PR #693, opened 2024-03-26
Update handling of "devicePixelRatio" argument in "browsingContext.setViewport" command.

lutien:
Since the implementation of changing the CSS pixels is problematic for at least Chrome and Firefox (probably Safari as well?) and likely not required, the suggestion here is to rather emulate certain parts, e.g. image source set selection and media queries.

***
<a href="https://pr-preview.s3.amazonaws.com/lutien/webdriver-bidi/pull/693.html" title="Last updated on Apr 19, 2024, 1:32 PM UTC (8563aea)">Preview</a> | <a href="https://pr-preview.s3.amazonaws.com/w3c/webdriver-bidi/693/88f2def...lutien:8563aea.html" title="Last updated on Apr 19, 2024, 1:32 PM UTC (8563aea)">Diff</a>

### DIFF
--- a/index.bs
+++ b/index.bs
@@ -3961,9 +3961,6 @@ The [=remote end steps=] with |command parameters| are:
 
             Note: This will take an effect because of the patch of [[#patchs-determine-the-device-pixel-ratio]].
 
-         1. Run [=evaluate media queries and report changes=] for [=document=] currently loaded
-            in a specified |context|.
-
       1. Otherwise:
 
          1. When the [=select an image source from a source set=] steps are run, use the implementation's default behavior,
@@ -3974,8 +3971,8 @@ The [=remote end steps=] with |command parameters| are:
 
          1. [=map/Remove=] |navigable| from [=device pixel ratio overrides=].
 
-         1. Run [=evaluate media queries and report changes=] for [=document=] currently loaded
-            in a specified |context|.
+      1. Run [=evaluate media queries and report changes=] for [=document=] currently loaded
+         in a specified |context|.
 
 1. Return [=success=] with data null.
 
--- a/index.bs
+++ b/index.bs
@@ -194,6 +194,7 @@ spec: HTML; urlPrefix: https://html.spec.whatwg.org/multipage/
     text: create a new browsing context; url: browsers.html#creating-a-new-browsing-context
     text: default classic script fetch options; url: webappapis.html#default-classic-script-fetch-options
     text: default view; url: nav-history-apis.html#dom-document-defaultview
+    text: descendant navigables; utl: document-sequences.html#descendant-navigables
     text: environment settings object's Realm; url: webappapis.html#environment-settings-object's-realm
     text: focused area of the document; url: document-sequences.html#focused-area-of-the-document
     text: getting all used history steps; url:browsing-the-web.html#getting-all-used-history-steps
@@ -3939,7 +3940,7 @@ The [=remote end steps=] with |command parameters| are:
    1. Let |device pixel ratio| be the |command
       parameters|["<code>devicePixelRatio</code>"].
 
-   1. For the |context| and all descendant traversables:
+   1. For the |context| and all [=descendant navigables=]:
 
       1. If |device pixel ratio| is not null:
 
--- a/index.bs
+++ b/index.bs
@@ -203,6 +203,7 @@ spec: HTML; urlPrefix: https://html.spec.whatwg.org/multipage/
     text: history handling behavior; url: browsing-the-web.html#history-handling-behavior
     text: innerText getter steps; url:dom.html#dom-innertext
     text: input type; url: input.html#dom-input-type
+    text: navigable; for:window; url: document-sequences.html#window-navigable
     text: navigables; url: document-sequences.html#navigables
     text: navigation id; url: browsing-the-web.html#navigation-id
     text: origin-clean; url: canvas.html#concept-canvas-origin-clean
@@ -1328,7 +1329,7 @@ it is observed via WebDriver, so we avoid using this terminology.
 A [=user context=] has a <dfn export for="user context">user context id</dfn>,
 which is a unique string set upon the user context creation.
 
-A [=navigable=] has an <dfn export>associated user context</dfn>, which is a [=user
+A [=/navigable=] has an <dfn export>associated user context</dfn>, which is a [=user
 context=].
 
 When a new [=/top-level traversable=] is created its [=associated user context=]
@@ -2279,6 +2280,9 @@ BrowsingContextEvent = (
   browsingContext.UserPromptOpened
 )
 </pre>
+
+A [=remote end=] has a <dfn>device pixel ratio overrides</dfn> which is a weak map
+between [=navigables=] and device pixel ratio overrides. It is initially empty.
 
 ### Types ### {#module-browsingcontext-types}
 
@@ -3942,6 +3946,9 @@ The [=remote end steps=] with |command parameters| are:
 
    1. For the |context| and all [=descendant navigables=]:
 
+      1. Let |navigable| be the [=/navigable=] whose [=navigable/active document=] is
+         |context|'s [=browsing context/active document=].
+
       1. If |device pixel ratio| is not null:
 
          1. When the [=select an image source from a source set=] are run, act as if
@@ -3950,7 +3957,7 @@ The [=remote end steps=] with |command parameters| are:
          1. For the purposes of the [=resolution media feature=], act as if
             the implementation's resolution is |device pixel ratio| dppx scaled by the page zoom.
 
-         1. When the [=determine the device pixel ratio=] steps are run, return |device pixel ratio|.
+         1. [=map/Set=] [=device pixel ratio overrides=][|navigable|] to |device pixel ratio|.
 
          1. Run [=evaluate media queries and report changes=] for [=document=] currently loaded
             in a specified |context|.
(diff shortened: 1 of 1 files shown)


index.bs
```diff
@@ -3844,19 +3850,35 @@ The [=remote end steps=] with |command parameters| are:
...
+
+         1. For the purposes of the [=resolution media feature=], act as if
+            the implementation's resolution is |device pixel ratio| dppx scaled by the page zoom.
+
+         1. Run [=evaluate media queries and report changes=] for [=document=] currently loaded
+            in a specified |context|.
+
+      1. Otherwise:
+
+         1. Reset special behavior for the [=select an image source from a source set=],
```
jgraham, line 3875: I don't love the "Reset special behavior" formulation; it's more or less clear in context what it must mean, but "special behaviour" isn't defined. Maybe we can say something more like "`When the [=select an image source from a source set=] steps are run, use the implementation's default behavior, without any changes made by previous invocations of these steps.` or something like that. It's still not really clear, but short of actually defining how this stuff works, it might be the best we can do. Similarly below.

jgraham (commented):
I agree that this matches what the gecko implementation does. It needs review from other implementors to ensure it can really be implemented across different engines (and that the spec, though necessarily handwavy, is nevertheless clear enough to understand).

index.bs
lutien: Yeah, I also didn't like this so much, but didn't come up with anything better.
Updated now, as you suggested.

lutien:
@OrKoN, @sadym-chromium, could you take a look if that's somewhat similar to what CDP is doing
@gsnedders, could you also assess if that's something Safari could potentially implement

index.bs
```diff
@@ -3844,19 +3850,36 @@ The [=remote end steps=] with |command parameters| are:
...
+
 1. If |command parameters| [=map/contains=] the <code>devicePixelRatio</code> field:
 
    1. Let |device pixel ratio| be the |command
       parameters|["<code>devicePixelRatio</code>"].
 
-   1. If |device pixel ratio| is not null, change the size of the [=CSS Pixel=]
-      in |context|'s [=layout viewport=] such that it corresponds to |device
-      pixel ratio| in device pixels.
+   1. For the |context| and all descendant traversables:
```
OrKoN, line 3860: > all descendant traversables

this means iframes, right?

index.bs
```diff
@@ -3844,19 +3850,36 @@ The [=remote end steps=] with |command parameters| are:
...
 
-   1. Otherwise, set the size of the [=CSS Pixel=] in |context|'s [=layout
-      viewport=] to the implementation-defined default.
+      1. If |device pixel ratio| is not null:
```
OrKoN, line 3862: I think we also need to cover the case of:

1) window.devicePixelRatio
2) screenshots being generated using the emulated devicePixelRatio

index.bs
lutien: Ah, that what you meant, here yes, it means all the children iframes.
(I thought yesterday you were talking about changing dpr only in an isolated iframe).

index.bs
lutien: I've added the step for `window.devicePixelRatio` with patching `determine the device pixel ratio` algorithm, and I think it should cover capturing a screenshot, since in [the render document to a canvas algorithm](https://w3c.github.io/webdriver-bidi/#render-document-to-a-canvas) we retrieve `ratio` from `determine the device pixel ratio` (point 1).

whimboo:
> <jgraham> jgraham: The spec change was based on what Firefox's RDM mode uses, but we need someone to check if that is the same behaviour that other browsers have.

That's actually not accurate. The Firefox RDM implementation also doesn't use `fullZoom` but exact the same mode as CDP does by setting the `overrideDPPX` property on the browsing context which then gets distributed through all child contexts as well. 

For details see:
https://searchfox.org/mozilla-central/rev/058ab60e5020d7c5c98cf82d298aa84626e0cd79/dom/chrome-webidl/BrowsingContext.webidl#163-176

As such using the behavior from CDP would be equivalent to RDM and that is what we are proposing here.

AutomatedTester:
I wonder if we need to have anything to `devicePixelRatio` at all because CDP does have it but if you then send over other commands(interaction commands as example) they will not work as intended and the wrong elements will get the command leading to `element click intercepted` errors being thrown.

If we leave it in then I think we need to have meaningful tests added to show that interactions work as expected (which they don't currently)

index.bs
```diff
@@ -269,6 +271,10 @@ spec: UNICODE; urlPrefix: https://www.unicode.org/versions/Unicode15.0.0/
   type: dfn
     text: Unicode Default Case Conversion algorithm; url: ch03.pdf#G34944
     text: toUppercase; url: ch03.pdf#G34078
+spec: MEDIAQUARIES4; urlPrefix: https://drafts.csswg.org/mediaqueries-4/
```
juliandescottes, line 274:
```suggestion
spec: MEDIAQUERIES4; urlPrefix: https://drafts.csswg.org/mediaqueries-4/
```

index.bs
lutien: @jgraham, what do you think?

lutien: > The HTML spec says:
> 
> > Currently, all [traversable navigables](https://html.spec.whatwg.org/multipage/document-sequences.html#traversable-navigable) are [top-level traversables](https://html.spec.whatwg.org/multipage/document-sequences.html#top-level-traversable). Future proposals envision introducing non-top-level traversables.
> 
> so if I read it right it cannot be iframes. Perhaps, we should link to https://html.spec.whatwg.org/multipage/document-sequences.html#descendant-navigables here?

I've checked again, and I think you're right, so I've replaced it to `descendant navigables`.

index.bs
```diff
@@ -3927,19 +3933,40 @@ The [=remote end steps=] with |command parameters| are:
...
+      1. If |device pixel ratio| is not null:
 
-1. Run the [[cssom-view-1#resizing-viewports]] steps.
+         1. When the [=select an image source from a source set=] are run, act as if
+            the implementation's pixel density was set to |device pixel ratio| when selecting an image.
+
+         1. For the purposes of the [=resolution media feature=], act as if
+            the implementation's resolution is |device pixel ratio| dppx scaled by the page zoom.
+
+         1. When the [=determine the device pixel ratio=] steps are run, return |device pixel ratio|.
```
jgraham, line 3953: Can we at least file an issue to upstream this change? It seems like CSSOM could either call into WebDriver or itself define an override device pixel ratio map that WebDriver would update at this step. I don't like totally monkey patching the algorithm in this case where it's not falling back to implementation-defined behavior.

index.bs
```diff
@@ -3927,19 +3933,40 @@ The [=remote end steps=] with |command parameters| are:
...
+
+      1. Otherwise:
+
+         1. When the [=select an image source from a source set=] steps are run, use the implementation's default behavior,
+            without any changes made by previous invocations of these steps.
+
+         1. For the purposes of the [=resolution media feature=], use the implementation's default behavior,
+            without any changes made by previous invocations of these steps.
+
+         1. When the [=determine the device pixel ratio=] steps are run, return the implemenation's default value.
```
jgraham, line 3966: This seems to be yet another new algorithm; you actually want to say "run the original algorithm".

Maybe the right way to do this one is actually to define the algorithm we want in the "patches to other specifications" section, something like:

```
Insert the following steps at the start of the [=determine the device pixel ratio=] algorithm:

1. If [=device pixel ratio overrides=] [=map/contains=] |window|'s [=window/navigable=], return [=device pixel ratio overrides=][|window|=].
```

Then in this section you'd need to define `device pixel ratio overrides` as a weak map between navigables and the dpr override, and set / remove entries at the appropriate time.

lutien: Alright, I've updated this part. Let me know how it looks

index.bs
lutien: Do we still have to file the issue, since we specified the patch for spec? (sorry, I don't know what the right way to do such things).

index.bs
```diff
@@ -3927,19 +3937,43 @@ The [=remote end steps=] with |command parameters| are:
...
-1. Run the [[cssom-view-1#resizing-viewports]] steps.
+      1. If |device pixel ratio| is not null:
+
+         1. When the [=select an image source from a source set=] are run, act as if
+            the implementation's pixel density was set to |device pixel ratio| when selecting an image.
+
+         1. For the purposes of the [=resolution media feature=], act as if
+            the implementation's resolution is |device pixel ratio| dppx scaled by the page zoom.
+
+         1. [=map/Set=] [=device pixel ratio overrides=][|navigable|] to |device pixel ratio|.
```
jgraham, line 3960: Maybe add a note linking to the spec patch? Just so it's clear why this has an effect.

jgraham (approved):

index.bs
lutien: Sure, I've added the note.

I've pushed the changes and all jobs are green, but looks like the preview bot didn't update the links in the header 😕 Not sure why

index.bs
※
**WHAT YOU SHOULD DO:** Given the data above, transcribe exactly the lines from the one containing "jgraham, line 3953: Can" down to the one containing "jgraham, line 3966: This", and no others.

**RESPONSE FOR THIS EXERCISE:**
jgraham, line 3953: Can we at least file an issue to upstream this change? It seems like CSSOM could either call into WebDriver or itself define an override device pixel ratio map that WebDriver would update at this step. I don't like totally monkey patching the algorithm in this case where it's not falling back to implementation-defined behavior.

index.bs
```diff
@@ -3927,19 +3933,40 @@ The [=remote end steps=] with |command parameters| are:
...
+
+      1. Otherwise:
+
+         1. When the [=select an image source from a source set=] steps are run, use the implementation's default behavior,
+            without any changes made by previous invocations of these steps.
+
+         1. For the purposes of the [=resolution media feature=], use the implementation's default behavior,
+            without any changes made by previous invocations of these steps.
+
+         1. When the [=determine the device pixel ratio=] steps are run, return the implemenation's default value.
```
jgraham, line 3966: This seems to be yet another new algorithm; you actually want to say "run the original algorithm".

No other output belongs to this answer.